Technical Lessons from Scaling Artmeet to 20k Users
Architecture decisions, scaling challenges, and hard-won lessons from building a multi-sided creative marketplace across three countries.
Starting Simple
When we launched Artmeet in 2021, the architecture was straightforward: a CodeIgniter monolith with MySQL, running on a single AWS EC2 instance. No microservices, no message queues, no fancy infrastructure.
And that was exactly right for the stage we were at.
The First Scaling Pain
Our first real scaling challenge came when we launched design competitions. Suddenly, we had hundreds of concurrent users voting, commenting, and uploading designs. The monolith held up, but database queries started slowing down.
Lesson: Add Redis early. We should have introduced caching from the start, not as a reaction to slow queries. A simple Redis layer for hot data (competition leaderboards, frequently accessed profiles) cut our average response time by 60%.
Multi-Tenancy Complexities
Artmeet served four distinct user types: designers, recruiters, judges, and administrators. Each had different views of the same data, different permission levels, and different workflows.
What worked:
- Role-based middleware that cleanly separated concerns
- Shared data models with role-specific query scopes
- A unified notification system that adapted content per role
What didn't:
- Trying to build separate dashboards too early — we should have started with one flexible dashboard and specialized later
The ATS Challenge
Building a custom Applicant Tracking System was the most complex feature. The candidate pipeline had to support:
- Multiple stages (customizable per recruiter)
- Bulk actions across hundreds of applicants
- Interview scheduling with timezone handling
- Email notifications at each stage transition
Lesson: State machines save lives. We modeled the candidate pipeline as a finite state machine, which made transitions predictable, auditable, and debuggable.
Cross-Country Expansion
Expanding from Malaysia to Singapore and the Philippines introduced challenges I didn't anticipate:
- Localization — Not just language, but currency, date formats, and cultural norms around hiring
- Data residency — Different expectations around where user data lives
- Performance — Users in the Philippines experienced higher latency; we added CloudFront distribution
What I'd Do Differently
If I were building Artmeet from scratch today:
- Start with TypeScript — We used vanilla PHP/JavaScript. Type safety would have prevented entire categories of bugs.
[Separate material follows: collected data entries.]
Issue #181, opened 2016-02-25
SCP: Validate md5 without comparing to a local file


ogenstad:
It should be possible to retrieve the md5 checksum of a file transfered through scp. Currently you can only compare to the local file (which might be corrupted).

ktbyers:
So you are looking for a method that returns the remote file's MD5?

ogenstad:
Yes something in the lines of

```Python
    def show_remote_md5(self, base_cmd='verify /md5', delay_factor=8):
        '''
        Calculate remote MD5 and compare to source MD5
        Default command is Cisco specific
        This command can be CPU intensive on the remote device
        Return boolean
        '''
        remote_md5_cmd = "{0} {1}{2}".format(base_cmd, self.file_system, self.dest_file)
        dest_md5 = self.ssh_ctl_chan.send_command_expect(remote_md5_cmd)
        dest_md5 = self.process_md5(dest_md5)
        return dest_md5
```

ktbyers:
@ogenstad Probably should just submit this as a PR. I will get to it faster that way.

PR #184, opened 2016-03-11
Added function to show remote md5 #181

ogenstad:
PR to show remote md5 as per https://github.com/ktbyers/netmiko/issues/181

Perhaps this function should be used in compare_md5 so that the functionality isn't duplicated.


ktbyers:
@ogenstad I made some minor modifications to this commit. I did rename the method, however, to just remote_md5.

- Invest in observability early — We added proper logging and monitoring too late. By the time we had dashboards, we'd already lost debugging context for several production issues.
- API-first architecture — We built the frontend and backend tightly coupled. An API-first approach would have made the later mobile app much easier.
The Biggest Lesson
Technology is the easy part. The hard part is understanding what to build, for whom, and when to ship "good enough" versus when to invest in quality. Three years of Artmeet taught me that the best architecture is the one that lets you learn from users as fast as possible.